When I first started aas, 7 years ago or so, and I was hypogonadal (diagnosed), also my sweet tooth increased dramatically.
Took me more than a year to finally get back into a normal dieting regimen.
At that time I didn't know anything about Metformin, it really could help me a lot....

 

[29trt]

When I first started aas, 7 years ago or so, and I was hypogonadal (diagnosed), also my sweet tooth increased dramatically.
Took me more than a year to finally get back into a normal dieting regimen.
At that time I didn't know anything about Metformin, it really could help me a lot....

Did you notice your sweet tooth correlates with your E2 level, as in higher the E2 more cravings?
I've seen reported a few times but could not find studies...
And I believe this mechanism works in some and not in others as for some EQ raises appetite and others(like me) it does not affect it... same as it seems to lower E2 only in some guys... very weird and diverse is our reaction to AAS )

 

[HB_22]

Well, I think that the use of agents to ameliorate the hyperglycemic effects of rhGH falls on a continuum, that looks like: biguanides/GDAs (Met, BBR, etc.) < incretins (e.g., GLP-1 & GIP agonists) < rhIGF-I & LR3-IGF-I < insulin, but the rationale for use of slin is not merely glucose disposal.

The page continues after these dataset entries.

PR #825, opened 2026-09-03
feat(web-search): allow a custom search back-end for the web_search tool

### LINKED ISSUE #592: [agent/core] web_search flag suppression is asymmetric across providers
## Bug
`webSearch` is disabled for openrouter and for gemini when local tools are present. Intentional but undocumented — if the provider changes its decision, the model will silently lose web-search capability.

## Files
- `packages/agent/src/chat.ts:399-407`

## Fix
Document the gating in `chat-prompt.ts` so the model does not assume web search when only local tools are present.

## Severity
Medium — behavioral consistency.

### LINKED ISSUE #842: feat(web-search): allow a custom search back-end for the web_search tool
### Summary

Let an operator point `web_search` at a search API of their own (Exa, Firecrawl, or any JSON search endpoint) from **Settings → Web search**. Once a back-end is configured the tool stops being a provider-hosted stub and runs as an ordinary local tool, so it works on every provider.

### Why

On `main` (32d67089) `web_search` exists only as a stub that the provider is expected to answer:

- `packages/core/src/tools/web-search.ts:22-25`: `run()` throws *"web_search runs on the configured OpenAI or Anthropic provider and cannot be executed locally."*, and the tool description states it requires OpenAI or Anthropic.
- `packages/agent/src/chat.ts:403-411`: hosted search reaches the provider only when the provider is not OpenRouter, not Gemini with any local tool in the same turn, and the turn carries no attachment.

Two consequences today:

1. Anyone running Nakama on OpenRouter, Gemini, Ollama, or an OpenAI-compatible endpoint cannot give an agent web search at all. There is no way to bring your own search key.
2. Even on OpenAI or Anthropic, a profile with `web_search` assigned loses search silently on any attachment turn, and on Gemini whenever another tool shares the turn. Nothing tells the model that search was unavailable, so it answers from memory as if it had searched.

Point 2 is tracked separately as #592. This issue is about point 1: the missing capability.

### Proposed scope and non-goals

**Scope**

- Settings → Web search: choose Exa, Firecrawl, or a custom JSON endpoint, and store the endpoint and API key.
- When a back-end is configured, `web_search` resolves to a real local tool, so it composes with other local tools and with attachment turns on every provider.
- Normalise vendor responses to the shape the chat UI already renders for Exa MCP results, `{ provider, query, results: [{ title, url, snippet }] }`, so no front-end parser work is needed.
- Store the key the way the mailbox password is stored (`~/.nakama/config.ini`), return it masked, and keep the write route org-admin only.

**Non-goals**

- Replacing hosted search where it already works. With nothing configured, behaviour stays exactly as it is today.
- Crawling or scraping beyond what the search API itself returns.
- Per-profile back-ends. One per install is enough for a first pass.

- `packages/core/src/tools/web-search.ts`: the stub, and `partitionTools`, which currently splits on the tool name.
- `packages/core/src/contract.ts`: a `hosted` flag on `ToolDefinition` so partitioning splits on a property rather than a name, with the built-in stub as `hosted: true`.
- `packages/agent/src/chat.ts:396-411`: the gating that decides whether hosted search is offered.
- The profile tool-resolution path, so web, CLI, Telegram, WhatsApp, Discord and automations all resolve the same tool with no per-channel drift.
- Settings routes and RBAC, plus the web settings page.

### Acceptance criteria

- [ ] With no back-end configured, behaviour is unchanged: the hosted stub, the same provider gating
- [ ] With a back-end configured, `web_search` runs on OpenRouter, on Gemini beside local tools, and on attachment turns
- [ ] The same tool resolves for web, CLI, Telegram, WhatsApp, Discord and automations
- [ ] Exa and Firecrawl work against their documented request and response shapes, and a custom endpoint works with no key set
- [ ] Results render in the chat UI with no front-end parser change
- [ ] The API key is only ever returned masked, and the write route is org-admin only
- [ ] `bun test` and `bun run knip` stay clean

### Note on ordering

Filed after the fact. PR #825 already implements this and has been reviewed. I built it before filing and claiming an issue, which is not the order CONTRIBUTING.md asks for. Filing it now so the tracker reflects the work, and so the feature half is not left implicit behind #592.

yusupsupriyadi:
## Summary

Point `web_search` at Exa, Firecrawl, or any JSON search endpoint from **Settings → Web search**. On the turns where no search can run at all, the model is finally told so.

**Before:** `web_search` only ran as a provider-hosted tool. Never on OpenRouter, dropped on Gemini whenever local tools shared the turn, dropped on any attachment turn, and when it was dropped the model kept it in its instructions and answered from memory as though it had searched.
**After:** a configured back-end makes `web_search` an ordinary local tool (`hosted: false`) that works on every provider; where hosted search is still dropped, the named `hostedWebSearch` condition feeds a per-turn notice built in `chat-prompt.ts`.

Why safe:
1. `partitionTools` splits on the new `ToolDefinition.hosted` flag and the built-in stub is `hosted: true`, so the unconfigured path behaves exactly as it does today.
2. The tool swap happens once inside `resolveProfileStoredTools`, so web, CLI, Telegram, WhatsApp, Discord and automations all resolve the same tool; no per-channel drift.
3. The API key lives in `~/.nakama/config.ini` like the mailbox password, is only ever returned masked, and `PUT` is org-admin only (added to `settings-rbac.test.ts`).

Only revert if a vendor changes its response shape out from under the normaliser. A wrong key or endpoint surfaces on the first `web_search` call, not at save time.

## Configuration

| Provider | Endpoint (pre-filled) | Auth | Request body | Results read from |
|---|---|---|---|---|
| Exa | `https://api.exa.ai/search` | `x-api-key` | `{ query, numResults, contents.text }` | `results[]` |
| Firecrawl | `https://api.firecrawl.dev/v2/search` | `Authorization: Bearer` | `{ query, limit }` | `data.web[]` |
| Custom | operator-supplied | `Bearer` only when a key is set | `{ query, limit }` | `results` / `data.web` / `organic` / `items` |

Request and response shapes for the two hosted vendors come from their current official docs. The tool returns `{ provider, query, results: [{ title, url, snippet }] }`, the shape the chat UI already renders for Exa MCP results, so no front-end parser changes were needed. A key is required for Exa and Firecrawl and optional for a custom endpoint, since self-hosted engines often need none. Switching vendors clears the previous endpoint and key rather than inheriting them.

Fixes #842

## Second commit: Fixes #592

`fix(agent): tell the model when hosted web search is dropped` names the previously inline gating as `hostedWebSearch`, records at the call site why each provider is excluded (OpenRouter has no hosted-search path, Gemini rejects `googleSearch` grounding beside function declarations, no provider accepts hosted search beside attachments), and appends the notice the issue asked for. It composes with the first commit rather than overlapping it: once a search back-end is configured, `hasWebSearch` is `false`, the suppression no longer applies, and the notice correctly stays silent. There is a regression test for exactly that case.

Fixes #592

## Test plan
- [x] `bun test` packages/core: 758 pass (17 new: config round-trip, request/response normalisation, partitioning)
- [x] `bun test` packages/agent: 93 pass (4 new: OpenRouter and Gemini notice, `web_fetch` hint, silence when search is local)
- [x] `bun test` apps/server: 1112 pass; the 4 `composio-callback-url` / `composio-tool-bridge` failures also fail on a clean `main`
- [x] `bun test` apps/web: 324 pass, plus `bun run build` (tsc + vite)
- [x] `bunx biome check` on changed files and `bunx knip`: both clean, no new `tsc` errors
- [ ] Save an Exa key under Settings → Web search, ask a profile that has `web_search` assigned a current-events question, and confirm sources render while the model provider runs no search of its own

### DIFF
--- a/apps/web/src/components/settings/WebSearchSettingsCard.tsx
+++ b/apps/web/src/components/settings/WebSearchSettingsCard.tsx
@@ -146,11 +146,6 @@ export function WebSearchSettingsCard() {
       <div className="flex flex-wrap items-center justify-between gap-3">
         <div className="min-w-0 space-y-0.5">
           <p className="font-medium text-foreground text-sm">Web search</p>
-          <p className="text-muted-foreground text-xs [text-wrap:pretty]">
-            {provider
-              ? "Nakama calls this endpoint for web_search instead of the model provider."
-              : "Leave unset to use the model provider's own hosted web search."}
-          </p>
           {savedHint ? (
             <p
               className="text-emerald-700 text-xs dark:text-emerald-300"
@@ -258,13 +253,6 @@ export function WebSearchSettingsCard() {
               {saveMutation.isPending ? <Spinner className="size-4" /> : "Save"}
             </Button>
           </div>
-
-          {provider === "custom" ? (
-            <p className="text-muted-foreground text-xs [text-wrap:pretty]">
-              The endpoint receives POST {"{ query, limit }"} and may return
-              results under results, data.web, organic or items.
-            </p>
-          ) : null}
         </div>
       ) : null}
 
--- a/apps/web/src/components/settings/WebSearchSettingsCard.tsx
+++ b/apps/web/src/components/settings/WebSearchSettingsCard.tsx
@@ -1,0 +1,278 @@
+import type { WebSearchProvider } from "@nakama/core/contract";
+import { ViewIcon, ViewOffIcon } from "hugeicons-react";
+import { useEffect, useState } from "react";
+import { Button } from "@/components/ui/button";
+import { Input } from "@/components/ui/input";
+import {
+  InputGroup,
+  InputGroupAddon,
+  InputGroupButton,
+  InputGroupInput,
+} from "@/components/ui/input-group";
+import {
+  Select,
+  SelectContent,
+  SelectItem,
+  SelectTrigger,
+  SelectValue,
+} from "@/components/ui/select";
+import { Spinner } from "@/components/ui/spinner";
+import {
+  useSaveWebSearchSettings,
+  useWebSearchSettings,
+} from "@/hooks/use-web-search-settings";
+import { formatError } from "@/lib/client";
+
+const BUILT_IN_VALUE = "__web_search_builtin__";
+
+/**
+ * Mirrors WEB_SEARCH_PROVIDER_ENDPOINTS in packages/core/src/web-search-config.ts.
+ * Duplicated because that module reads the config file and cannot be bundled
+ * for the browser; the server re-derives the endpoint on save anyway.
+ */
+const PROVIDER_PRESETS: Array<{
+  endpoint: string;
+  label: string;
+  value: WebSearchProvider;
+}> = [
+  { endpoint: "https://api.exa.ai/search", label: "Exa", value: "exa" },
+  {
+    endpoint: "https://api.firecrawl.dev/v2/search",
+    label: "Firecrawl",
+    value: "firecrawl",
+  },
+  { endpoint: "", label: "Custom endpoint", value: "custom" },
+];
+
+function presetEndpoint(provider: WebSearchProvider): string {
+  return (
+    PROVIDER_PRESETS.find((preset) => preset.value === provider)?.endpoint ?? ""
+  );
+}
+
+export function WebSearchSettingsCard() {
+  const { data: settings } = useWebSearchSettings();
+  const saveMutation = useSaveWebSearchSettings();
+  const [provider, setProvider] = useState<WebSearchProvider | null>(null);
+  const [endpoint, setEndpoint] = useState("");
+  const [apiKey, setApiKey] = useState("");
+  const [showApiKey, setShowApiKey] = useState(false);
+  const [formError, setFormError] = useState<string | null>(null);
+  const [savedHint, setSavedHint] = useState<string | null>(null);
+
+  useEffect(() => {
+    if (!settings) {
+      return;
+    }
+
+    setProvider(settings.provider);
+    setEndpoint(settings.endpoint ?? "");
+    setApiKey("");
+  }, [settings]);
+
+  useEffect(() => {
+    if (!savedHint) {
+      return;
+    }
+
+    const timeout = window.setTimeout(() => setSavedHint(null), 2500);
+    return () => window.clearTimeout(timeout);
+  }, [savedHint]);
+
+  const savedProvider = settings?.provider ?? null;
+  const keyAlreadySaved =
+    savedProvider === provider && Boolean(settings?.apiKeyMasked);
+
+  function handleProviderChange(value: string | null) {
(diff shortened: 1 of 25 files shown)


packages/core/src/web-search-config.ts
```diff
@@ -0,0 +1,287 @@
...
+
+export function parseWebSearchProvider(
+  value: string | null | undefined
+): WebSearchProvider | null {
+  const trimmed = value?.trim().toLowerCase();
+
+  return isWebSearchProvider(trimmed) ? trimmed : null;
+}
+
+export function validateWebSearchMaxResults(value: number): number {
```
ahmadrosid: Nothing in the product sets `maxResults` — the settings card never touches it, and every real save path leaves the default 5. You could hardcode 5 for now and drop the min/max constants, this validator, and the update-request field until there's a control that needs them.

apps/web/src/components/settings/WebSearchSettingsCard.tsx
```diff
@@ -0,0 +1,278 @@
...
+      }
+    );
+  }
+
+  return (
+    <div className="space-y-3 px-4 py-3" id="web-search-settings">
+      <div className="flex flex-wrap items-center justify-between gap-3">
+        <div className="min-w-0 space-y-0.5">
+          <p className="font-medium text-foreground text-sm">Web search</p>
+          <p className="text-muted-foreground text-xs [text-wrap:pretty]">
```
ahmadrosid: Built-in / Exa / Firecrawl / Custom already say what the select does — these subtitle lines (and the custom POST-shape blurb below) are the helper copy the other settings tiles skip. Safe to drop; the docs already cover the endpoint contract.

ahmadrosid (commented):
Hosted→local swap and the unavailable-turn guidance look right. Two spots that can still get shorter:

packages/core/src/web-search-config.ts
yusupsupriyadi: Fixed in eb63146a. `maxResults` is gone from `WebSearchConfigFile`, the public settings shape, `UpdateWebSearchSettingsRequest`, the OpenAPI schema and the `[web_search]` ini section; the validator, `parseMaxResults` and the min/max constants went with it. The tool now caps at a module-level `MAX_RESULTS = 5` — Exa gets `numResults: 5`, Firecrawl and custom endpoints get `limit: 5`, and the normaliser stops at five. Tests updated to match.

apps/web/src/components/settings/WebSearchSettingsCard.tsx
yusupsupriyadi: Fixed in eb63146a. Both subtitle variants and the custom-endpoint POST blurb are removed; the tile is now title + select like its siblings, with the endpoint and API-key fields appearing below only while a provider is chosen. The endpoint contract stays in `builtin-tools.mdx`.

ahmadrosid:
LGTM THANKS 👍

Do you have any experience or any knowledge about the use of let's say low dose glimepiride (3rd generation sulfonylureas) (perhaps 0.25mg daily, or 0.5mg) instead of using Metformin or GLP-1 agonists? Let's say I don't feel well on GLP-1 agonists and I would like to not take Metformin for specific reasons, what other drugs do you think could be of use to prevent insulin resistance from rHGH use?

 

[Type-IIx]

Do you have any experience or any knowledge about the use of let's say low dose glimepiride (3rd generation sulfonylureas) (perhaps 0.25mg daily, or 0.5mg) instead of using Metformin or GLP-1 agonists? Let's say I don't feel well on GLP-1 agonists and I would like to not take Metformin for specific reasons, what other drugs do you think could be of use to prevent insulin resistance from rHGH use?

Sulfonylureas are disfavored because of their effects on skeletal muscle. This class of drugs' mechanism of action is blockade of the ATP-sensitive K⁺ channel. While this results in insulin secretion in the pancreatic islet β cell, in skeletal muscle cells this is associated with atrophy (muscle loss).

Classes of drugs that can serve to ameliorate rhGH hyperglycemia include incretins (e.g., GIP & GLP-1 agonists, SGLT-2 inhibitors, DPP-4 inhibitors), and insulin secretagogues and mimetics (e.g., sulfonylureas).

 

[HB_22]

Sulfonylureas are disfavored because of their effects on skeletal muscle. This class of drugs' mechanism of action is blockade of the ATP-sensitive K⁺ channel. While this results in insulin secretion in the pancreatic islet β cell, in skeletal muscle cells this is associated with atrophy (muscle loss).

Classes of drugs that can serve to ameliorate rhGH hyperglycemia include incretins (e.g., GIP & GLP-1 agonists, SGLT-2 inhibitors, DPP-4 inhibitors), and insulin secretagogues and mimetics (e.g., sulfonylureas).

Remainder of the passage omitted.